At night, I read aloud, we’d hide kerosene lamps under our blankets and read our textbooks until the small hours of the morning. If the matron had popped her head into the dormitories, she’d have seen rows of little lanterns blurred under duvet covers and heard the sounds of scribbling pens and pencils and the turning of pages.

“Nice.”

Mwaikambo smiles broadly.

“Well, we knew that we were there to pass our examinations, not to find boyfriends, and that this required a huge amount of discipline and dedication.” 
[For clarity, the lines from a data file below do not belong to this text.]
PR #3218, opened 2024-11-20
Fix non linear shunt conversion performances issue

rcourtier:

No

Fix performances issue.

Query of cim:NonlinearShuntCompensatorPoint is slow as it is using a FILTER clause which isn't good performance wise.

Query and java code have been rewritten to convert nonLinearShuntCompensatorPoint without using the FILTER clause, thus improving the performances.

- [X] Yes
- [ ] No

Any call to ```CgmesModel.nonlinearShuntCompensatorPoints(String id)``` should be replaced by ```CgmesModel.groupedShuntCompensatorPoints().getOrDefault(id, new PropertyBags())```

**Other information**:


cgmes/cgmes-model/src/main/resources/CIM16.sparql
```diff
@@ -826,8 +826,7 @@ WHERE {
         cim:NonlinearShuntCompensatorPoint.NonlinearShuntCompensator ?Shunt ;
         cim:NonlinearShuntCompensatorPoint.sectionNumber ?sectionNumber ;
         cim:NonlinearShuntCompensatorPoint.b ?b ;
-        cim:NonlinearShuntCompensatorPoint.g ?g  .
-    FILTER REGEX ( STR (?Shunt), "{0}")
+        cim:NonlinearShuntCompensatorPoint.g ?g ;
```
zamarrenolm, line 829: minor syntax thing: predicate-object lists should end in a dot (or nothing, if it is the last triple pattern in the group)

rcourtier: fixed

cgmes/cgmes-model/src/main/java/com/powsybl/cgmes/model/CgmesModel.java
```diff
@@ -109,7 +109,19 @@ default PropertyBags fullModels() {
 
     PropertyBags equivalentShunts();
 
-    PropertyBags nonlinearShuntCompensatorPoints(String id);
+    PropertyBags shuntCompensatorPoints();
+
+    // Non-linear shunt compensator points grouped by shunt compensator
+    Map<String, PropertyBags> groupedShuntCompensatorPoints();
```
olperr1, line 115: I don't think this method should be exposed in the API instead of the old `nonlinearShuntCompensatorPoints(String id)` method.
When we look at the usage, the new method is always called to retrieve the data for a single id and it is not trivial to refactor the code to call the method only once for all the IDs.
So I think this method is more an implementation detail of `CgmesModelTripleStore`.

Note that using the new method also introduces breaking changes that are not really needed.

olperr1 (changes requested):

cgmes/cgmes-model/src/main/java/com/powsybl/cgmes/model/CgmesModel.java
zamarrenolm: Providing this method makes the API of the CGMES model consistent with other cached data, like grouped transformer ends.

rcourtier: I'll refactor the other methods to have a consistent behaviour:
Provide in the API (CgmesModel) the methods:
- xxx() that will query all data
- xxx(String linkedObjectId) that will query the data associated to the linkedObjectId
In the implementation (AbstractCgmesModel) the same methods where:
- xxx() runs the query
- xxx(String linkedObjectId) that will:
  - If run for the 1st time run the query, build a Map and cache it
  - Returns the data associated to the linkedObjectId from the cached Map

olperr1: Seen with @rcourtier:

- The `nonlinearShuntCompensatorPoints(String id)` was restored and `groupedShuntCompensatorPoints()` is no more exposed in the `CgmesModel` interface.
- A general refactoring of `CgmesModel`, providing more consistency, will be done in another PR.

olperr1 (approved):

PR #3225, opened 2024-11-25
Store the CGMES id/name of OperationalLimitSet in a unique property

rcourtier:

No.

Feature change.

At CGMES import, OperationalLimitSet names and ids are stored in a property of the corresponding identifiable as follows:
- Property name: "CGMES.OperationalLimitSet_\<rdfid\>"
- Property value: "\<name\>"

Since rdfid are globally uniques, this results in the model creating overall as many property keys as OperationalLimitSet. This is an issue in pypowsybl where a huge number of property keys severly alters performances.

At CGMES import, OperationalLimitSet names and ids are stored in a property of the corresponding identifiable as follows:
- Property name: "CGMES.OperationalLimitSet"
- Property value: Serialized json of all "\<rdfid\>:\<name\>"

That way there is only one property key for storing limit sets id/name overall.

CGMES export has been adapted accordingly.

- [ ] Yes
- [X] No

**Other information**:

This is a refactoring of: https://github.com/powsybl/powsybl-core/pull/3139

### DIFF
--- a/cgmes/cgmes-conversion/src/main/java/com/powsybl/cgmes/conversion/elements/OperationalLimitConversion.java
+++ b/cgmes/cgmes-conversion/src/main/java/com/powsybl/cgmes/conversion/elements/OperationalLimitConversion.java
@@ -94,7 +94,7 @@ public class OperationalLimitConversion extends AbstractIdentifiedObjectConversi
      * @param limitSetId The OperationalLimitSet id to store.
      * @param limitSetName The OperationalLimitSet name to store.
      */
-    private void storeCgmesId(Identifiable<?> identifiable, String limitSetId, String limitSetName) {
+    private void storeOperationalLimitSetIdentifiers(Identifiable<?> identifiable, String limitSetId, String limitSetName) {
         try {
             ObjectMapper mapper = new ObjectMapper();
             JsonNode node;
@@ -121,12 +121,12 @@ public class OperationalLimitConversion extends AbstractIdentifiedObjectConversi
     private void createLimitsAdder(int terminalNumber, String limitSubClass, String limitSetId, String limitSetName, Branch<?> b) {
         if (terminalNumber == 1) {
             OperationalLimitsGroup limitsGroup = b.getOperationalLimitsGroup1(limitSetId).orElseGet(() -> {
-                storeCgmesId(b, limitSetId, limitSetName);
+                storeOperationalLimitSetIdentifiers(b, limitSetId, limitSetName);
                 return b.newOperationalLimitsGroup1(limitSetId); });
             loadingLimitsAdder1 = context.loadingLimitsMapping().getLoadingLimitsAdder(limitsGroup, limitSubClass);
         } else if (terminalNumber == 2) {
             OperationalLimitsGroup limitsGroup = b.getOperationalLimitsGroup2(limitSetId).orElseGet(() -> {
-                storeCgmesId(b, limitSetId, limitSetName);
+                storeOperationalLimitSetIdentifiers(b, limitSetId, limitSetName);
                 return b.newOperationalLimitsGroup2(limitSetId); });
             loadingLimitsAdder2 = context.loadingLimitsMapping().getLoadingLimitsAdder(limitsGroup, limitSubClass);
         } else {
@@ -143,7 +143,7 @@ public class OperationalLimitConversion extends AbstractIdentifiedObjectConversi
      */
     private void createLimitsAdder(String limitSubClass, String limitSetId, String limitSetName, DanglingLine dl) {
         OperationalLimitsGroup limitsGroup = dl.getOperationalLimitsGroup(limitSetId).orElseGet(() -> {
-            storeCgmesId(dl, limitSetId, limitSetName);
+            storeOperationalLimitSetIdentifiers(dl, limitSetId, limitSetName);
             return dl.newOperationalLimitsGroup(limitSetId); });
         loadingLimitsAdder = context.loadingLimitsMapping().getLoadingLimitsAdder(limitsGroup, limitSubClass);
     }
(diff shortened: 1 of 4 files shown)


cgmes/cgmes-conversion/src/main/java/com/powsybl/cgmes/conversion/export/EquipmentExport.java
```diff
@@ -1203,10 +1206,17 @@ private static void writeLimitsGroup(Identifiable<?> identifiable, OperationalLi
...
         String operationalLimitSetId;
         String operationalLimitSetName;
-        String propertyKey = Conversion.CGMES_PREFIX_ALIAS_PROPERTIES + CgmesNames.OPERATIONAL_LIMIT_SET + "_" + limitsGroup.getId();
+        String propertyKey = Conversion.CGMES_PREFIX_ALIAS_PROPERTIES + CgmesNames.OPERATIONAL_LIMIT_SET;
         if (identifiable.hasProperty(propertyKey)) {
             operationalLimitSetId = limitsGroup.getId();
-            operationalLimitSetName = identifiable.getProperty(propertyKey);
+            try {
+                ObjectMapper mapper = new ObjectMapper();
+                JsonNode propertyNode = mapper.readTree(identifiable.getProperty(propertyKey));
```
alicecaron, line 1214: Should the check on `identifiable.hasProperty(propertyKey)` be now equivalent to the test on `identifiable.hasProperty(propertyKey)` + `null != propertyNode && null != limitsGroupNode` or equivalent? If so the else condition should include also this case?  
Maybe we should also include the cases when `propertyNode` is null to avoid NPE exception (need to really validate if that exception is thrown if the JsonNode is not found)

cgmes/cgmes-conversion/src/main/java/com/powsybl/cgmes/conversion/elements/OperationalLimitConversion.java
```diff
@@ -81,6 +86,30 @@ private void setVoltageLevelForVoltageLimit(Terminal terminal) {
...
 
+    /**
+     * Store the CGMES OperationalLimitSet id/name pair in a property of the identifiable.
+     * If the property already exists, meaning it has been created for another limit set of that identifiable,
+     * then append the id/name pair to the property value (which actually represents a serialized json).
+     * @param identifiable The Branch, DanglingLine, ThreeWindingsTransformer where the limit set id/name are stored.
+     * @param limitSetId The OperationalLimitSet id to store.
+     * @param limitSetName The OperationalLimitSet name to store.
+     */
+    private void storeCgmesId(Identifiable<?> identifiable, String limitSetId, String limitSetName) {
```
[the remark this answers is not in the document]
rcourtier: I'm not sure about this renaming.
Cgmes and OperationalLimitSet is redundant. Also we don't store the whole object but only 2 of its identifiers (id and name).
Would you agree upon ```storeOperationalLimitSetIdentifiers``` ?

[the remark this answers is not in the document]
alicecaron: yes totally

alicecaron (approved):

cgmes/cgmes-conversion/src/main/java/com/powsybl/cgmes/conversion/elements/OperationalLimitConversion.java
```diff
@@ -28,7 +33,7 @@ public class OperationalLimitConversion extends AbstractIdentifiedObjectConversi
     private static final String OPERATIONAL_LIMIT_SUBCLASS = "OperationalLimitSubclass";
     private static final String OPERATIONAL_LIMIT_SET_ID = "OperationalLimitSet";
     private static final String OPERATIONAL_LIMIT_SET_NAME = "OperationalLimitSetName";
-    private static final String PROPERTY_PREFIX = Conversion.CGMES_PREFIX_ALIAS_PROPERTIES + CgmesNames.OPERATIONAL_LIMIT_SET + "_";
+    private static final String PROPERTY_PREFIX = Conversion.CGMES_PREFIX_ALIAS_PROPERTIES + CgmesNames.OPERATIONAL_LIMIT_SET;
```
flo-dup, line 36: Could you rename it? it's not a property prefix anymore.
Besides, could you put it public? so that the equipement export can directly refer to this variable.
And maybe add "_identifiers" at the end?

cgmes/cgmes-conversion/src/test/java/com/powsybl/cgmes/conversion/test/OperationalLimitsGroupTest.java
```diff
@@ -51,6 +54,11 @@ void importMultipleLimitsGroupsOnSameLineEndTest() {
         // When an end has only 1 set, this set gets selected, otherwise none is
         assertTrue(line.getSelectedOperationalLimitsGroup1().isPresent());
         assertFalse(line.getSelectedOperationalLimitsGroup2().isPresent());
+
+        // The CGMES id/name have been correctly imported
+        String propertyKey = Conversion.CGMES_PREFIX_ALIAS_PROPERTIES + CgmesNames.OPERATIONAL_LIMIT_SET;
+        String propertyValue = "{\"OLS_1\":\"SPRING\",\"OLS_2\":\"SPRING\",\"OLS_3\":\"WINTER\"}";
```
flo-dup, line 60:
```suggestion
        String propertyValue = """
                {"OLS_1":"SPRING","OLS_2":"SPRING","OLS_3":"WINTER"}""";
```

cgmes/cgmes-conversion/src/main/java/com/powsybl/cgmes/conversion/elements/OperationalLimitConversion.java
```diff
@@ -81,6 +86,30 @@ private void setVoltageLevelForVoltageLimit(Terminal terminal) {
...
+    private void storeOperationalLimitSetIdentifiers(Identifiable<?> identifiable, String limitSetId, String limitSetName) {
+        try {
+            ObjectMapper mapper = new ObjectMapper();
+            JsonNode node;
+            if (identifiable.hasProperty(PROPERTY_PREFIX)) {
+                node = mapper.readTree(identifiable.getProperty(PROPERTY_PREFIX));
+            } else {
+                node = mapper.createObjectNode();
+            }
+            ((ObjectNode) node).put(limitSetId, limitSetName);
```
flo-dup, line 106: it's a bit unexpected to use the id as the fieldName, even though that's the easiest way to do this...

flo-dup (changes requested):

cgmes/cgmes-conversion/src/test/java/com/powsybl/cgmes/conversion/test/OperationalLimitsGroupTest.java
rcourtier: Fixed

cgmes/cgmes-conversion/src/main/java/com/powsybl/cgmes/conversion/elements/OperationalLimitConversion.java
rcourtier: Fixed

flo-dup (approved):

PR #3245, opened 2024-12-04
Fix fork disconnection

### LINKED ISSUE #3236: Be able to disconnect a line from another one

When disconnecting a Line the graph traversal do not look for connections between two Connectable (2 lines) therfore do not disconnect themselves.

In the case of a fork like the image below if we want to disconnect the first line it is still connected to the second line.
Fork

In the case of a fork like the image above if we want to disconnect the first line then it should no longer be connected to the second line. The highlighted switch should be open.

### Describe the motivation

Be able to isolate a line from another one.

rolnico:

Fixes #3236

- [ ] Yes
- [x] No

**Other information**:

### DIFF
--- a/time-series/time-series-api/src/main/java/com/powsybl/timeseries/IrregularTimeSeriesIndex.java
+++ b/time-series/time-series-api/src/main/java/com/powsybl/timeseries/IrregularTimeSeriesIndex.java
@@ -15,10 +15,7 @@ import gnu.trove.list.array.TLongArrayList;
 import java.io.IOException;
 import java.io.UncheckedIOException;
 import java.time.Instant;
-import java.util.Arrays;
-import java.util.Iterator;
-import java.util.List;
-import java.util.Objects;
+import java.util.*;
 import java.util.stream.Stream;
 
 /**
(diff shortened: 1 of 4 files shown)


flo-dup (changes requested):
Great!

iidm/iidm-tck/src/test/java/com/powsybl/iidm/network/tck/AbstractForkConnectDisconnectTest.java
```diff
@@ -0,0 +1,247 @@
...
+
+        // D_L1 should be open but not D_L2
+        assertTrue(disconnectorL1.isOpen());
+        assertFalse(disconnectorL2.isOpen());
+    }
+
+    private void assertTerminalsStatus(List<? extends Terminal> terminals, boolean terminalsShouldBeConnected) {
+        if (terminalsShouldBeConnected) {
+            terminals.forEach(terminal -> assertNotNull(terminal.getBusView().getBus()));
+            terminals.forEach(terminal -> assertTrue(terminal.isConnected()));
```
flo-dup, line 241: these two lines are equivalent in node breaker topology (at least in the known implementations)

rolnico: yes but I preferred to make it obvious and visible since it's part of the issue

flo-dup (approved):
I remove the direct link to the issue as it's only solving disconnection. The connection part might also need a change.

alicecaron (approved):

PR #3246, opened 2024-12-04
Fix missing buses in bus breaker view

flo-dup:

No

Bug fix

Connectables which are not connected to any switch / internal connection in node breaker do not have a calculated bus in bus breaker view, whereas connectables which are connected to a dangling internal connection do have a calculated bus.

All connectables of a node breaker voltage level do have a calculated bus in bus breaker view (in particular connectables which are not connected to any switch / internal connection)

- [x] Yes
- [ ] No


geofjamg (approved):
@flo-dup thanks for this looooooooonnnnng time topology issue. Thanks to this we are now allowed to clean many bus/breaker buses (coming from node/breaker model) null buses which cannot exist anymore. 
 - One example (from myself...) of a bad workaround is the utility class https://github.com/powsybl/powsybl-core/blob/main/iidm/iidm-api/src/main/java/com/powsybl/iidm/network/Equipments.java which does not seem to be used in core itself but maybe in other repositories. 
 - Also we need to search for now unnecessary null checks.
 - Maybe there are some places like in CGMES importer where we try to find some equivalent terminals (to check I'm not 100% sure) to also workaround this issue when importing a bus/breaker model.

olperr1 (approved):

flo-dup:
I marked this PR as draft as some cleaning could be done following this (the connectableBus getter becomes non-nullable in bus breaker view). That is now in a separate PR, hence we can merge this.

PR #3247, opened 2024-12-04
Remove unused test files

flo-dup:

No

Cleaning

Many reference files are unused in powsybl-iidm-serde unit tests

The unused files are deleted.

- [ ] Yes
- [x] No


iidm/iidm-serde/src/test/java/com/powsybl/iidm/serde/TopologyLevelTest.java
```diff
@@ -43,13 +42,13 @@ void testConversion() throws IOException {
 
     private void testConversion(Network network) throws IOException {
 
-        ExportOptions options = new ExportOptions();
-        testWriteVersionedXml(network, options.setTopologyLevel(TopologyLevel.NODE_BREAKER), "fictitiousSwitchRef.xml", CURRENT_IIDM_VERSION);
+        testWriteXml(network, "/fictitiousSwitchRef.xml");
```
olperr1, line 45: Do we really want to have no tests on previous versions?

I think the problem here is essentially the fact that only the last version is checked.
Shouldn't we have something like this instead?
```java
testForAllVersionsSince(IidmVersion.V_1_0, v -> {
    try {
        testWriteVersionedXml(network, options.setTopologyLevel(TopologyLevel.NODE_BREAKER), "fictitiousSwitchRef.xml", v);
    } catch (IOException e) {
        throw new RuntimeException(e);
    }
});
```

PR #3256, opened 2024-12-19
Add fix to Matpower importer to import some pglib files

geofjamg:

No

Feature

Some matpower files like pglib_opf_case1354_pegase.m from https://github.com/power-grid-lib/pglib-opf cannot be imported because the generator column count correspond to v1 format and not v2. 

We accept to read the file anyway even with missing columns.

- [ ] Yes
- [x] No

**Other information**:


matpower/matpower-model/src/main/java/com/powsybl/matpower/model/MatpowerReader.java
```diff
@@ -145,17 +157,19 @@ private static void readGenerators(Matrix generators, MatpowerModel model) {
...
-            gen.setQc1Min(generators.getDouble(row, 12));
-            gen.setQc1Max(generators.getDouble(row, 13));
-            gen.setQc2Min(generators.getDouble(row, 14));
-            gen.setQc2Max(generators.getDouble(row, 15));
-            gen.setRampAgc(generators.getDouble(row, 16));
-            gen.setRampTenMinutes(generators.getDouble(row, 17));
-            gen.setRampThirtyMinutes(generators.getDouble(row, 18));
-            gen.setRampQ(generators.getDouble(row, 19));
-            gen.setApf(generators.getDouble(row, 20));
+            if (generators.getDimensions()[1] > MATPOWER_V1_GENERATORS_COLUMNS) {
```
caioluke, line 160: generatorColumns  > MATPOWER_V1_GENERATORS_COLUMNS ?

olperr1: `generatorColumns` is not defined in this method (`readGenerators`) but in `checkNumberOfColumns`.

olperr1, line 160: As discussed together, it would be safer to use the following test here:
`if (generators.getDimensions()[1] >= MATPOWER_V2_GENERATORS_COLUMNS)`

=> 

- if dimension < `MATPOWER_V1_GENERATORS_COLUMNS`: error
- if dimension in `[ MATPOWER_V1_GENERATORS_COLUMNS ; MATPOWER_V2_GENERATORS_COLUMNS [`: considered as V1 format;
- if dimension >= `MATPOWER_V2_GENERATORS_COLUMNS`: considered as V2 format.

matpower/matpower-model/src/main/java/com/powsybl/matpower/model/MatpowerReader.java
```diff
@@ -145,17 +162,19 @@ private static void readGenerators(Matrix generators, MatpowerModel model) {
...
-            gen.setQc1Min(generators.getDouble(row, 12));
-            gen.setQc1Max(generators.getDouble(row, 13));
-            gen.setQc2Min(generators.getDouble(row, 14));
-            gen.setQc2Max(generators.getDouble(row, 15));
-            gen.setRampAgc(generators.getDouble(row, 16));
-            gen.setRampTenMinutes(generators.getDouble(row, 17));
-            gen.setRampThirtyMinutes(generators.getDouble(row, 18));
-            gen.setRampQ(generators.getDouble(row, 19));
-            gen.setApf(generators.getDouble(row, 20));
+            if (generatorColumnsToRead > 9) {
```
olperr1, line 165: Here, the method will throw an exception in case of a generator table in v1 format (method called with `MATPOWER_V1_GENERATORS_COLUMNS` which equals 10).

But it may be clearer to have this test instead:
```suggestion
            if (generatorColumnsToRead == MATPOWER_V2_GENERATORS_COLUMNS) {
```

because it will be easier to relate it to the possible values for `generatorColumnsToRead`.

olperr1 (changes requested):

matpower/matpower-model/src/main/java/com/powsybl/matpower/model/MatpowerReader.java
geofjamg: I tried another design

olperr1: Thanks, it looks good to me.

olperr1 (approved):

PR #3267, opened 2025-01-10
Replace CGMES.switchType property by CGMES.originalClass property.

rcourtier:

No.

Refactoring.

At CGMES import, if the Switch kind doesn't have a direct map to IIDM, i.e. if its class is: Switch, ProtectedSwitch, GroundDisconnector, Jumper, then its CGMES original class is stored in a CGMES.switchType property. The purpose is to be able to export back to CGMES the object with the correct class.
Similarly, at CGMES import, the original CGMES class of load or generator is stored in a CGMES.originalClass property.

For consistency purposes, drop the use of CGMES.switchType property in favor of CGMES.originalClass.

*Does this PR introduce a breaking change or deprecate an API?**
- [X] Yes
- [ ] No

After Tabora, Mwaikambo enrolled at Dar es Salaam Technical College for a one-year secretarial course, and after qualifying was posted to Mbeya provincial office, where she worked as the personal secretary of the provincial medical officer. Understimulated, Mwaikambo resigned after a year and took a job as an air hostess, becoming one of the continent’s first African flight attendants, only to resign from this job after a few months.

Mwaikambo (third from right) briefly worked as an air hostess in 1960, before spreading her wings to study in Russia. Picture: Supplied
Mwaikambo (third from right) briefly worked as an air hostess in 1960, before spreading her wings to study in Russia. Picture: Supplied

“I’ve always wondered what was pushing me. I just know that there was always something — some sense — telling me ‘this is not where you settle’.” 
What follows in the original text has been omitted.